16 Case 3: Burden in Batch

Case 3: Site-Level Analysis of Non-B Burden Heterogeneity among multiple mutations and samples (Multiple groups of multiple regions)

Use cases: The goal of this use case is to demonstrate the ability to explore non-B burden localized to site-level genomic coordinates from multiple genes and samples with use of the ‘burden in batch’ option.

Example: We applied mutation-localized non-B burdens calculation to genome-wide mutation sites from 104 early-stage pancreatic cancer patients with mutation and survival data from TCGA. In other words, 104 groups of genomic mutation regions from 104 samples were used as input for burden in batch calculation (A). Each group has its own specific mutation sites signature per sample. The mutations sites of each group were overlapped with non-B forming motif regions to calculate the non-B burden within each sample.
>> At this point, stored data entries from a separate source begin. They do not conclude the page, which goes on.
PR #162, opened 2020-09-09
Add a condition schema for tree queries on gold terms

jbeezley:
This adds an explicit condition type to be used for queries on the Gold environment hierarchy.  ~~It looks like this:~~
```
{
	"table": "biosample",
	"field": "gold_tree",
	"op": "tree",
	"value": {
		"ecosystem": ["ecosystem 1", ...],
		"ecosystem_category": ["category 1", ...],
		"ecosystem_type": ["type 1", ...],
		"ecosystem_subtype": ["subtype 1", ...],
		"specific_ecosystem": ["specific ecosystem 1", ...]
	}
}
```
~~In this implementation, the query it produces is an "OR" of all individual attributes (even between distinct attributes).  This would not be possible under the existing query schema because all filters on distinct attributes are combined with an "AND".~~

~~I *think* this is the most logical way to implement the desired behavior, but I would be interested hearing @subdavis's opinion before finalizing it.~~

See the updated schema below.

### DIFF
--- a/nmdc_server/query.py
+++ b/nmdc_server/query.py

Results: For each sample, we derived a site-level non-B burden for each non-B DNA structure, resulting in a non-B burden output matrix of 104 (columns, input groups) x 6 (rows, non-B types) (B). We performed a cluster analysis on these non-B burdens and compared overall survival between groups (C). Among the 104 early-stage pancreatic patients, non-B burden clustering resulted in six patient clusters that differentiated by non-B DNA structures burden, in which IR high burden samples (n=23, median OS=15 month) significantly differed in OS from DR high burden samples (n=23, median OS=30 month). The resulting output matrix of burdens on these sample can be used for other downstream analyses including supervise and unsupervised clustering, total burden calculation, association analyses and more depending on research questions.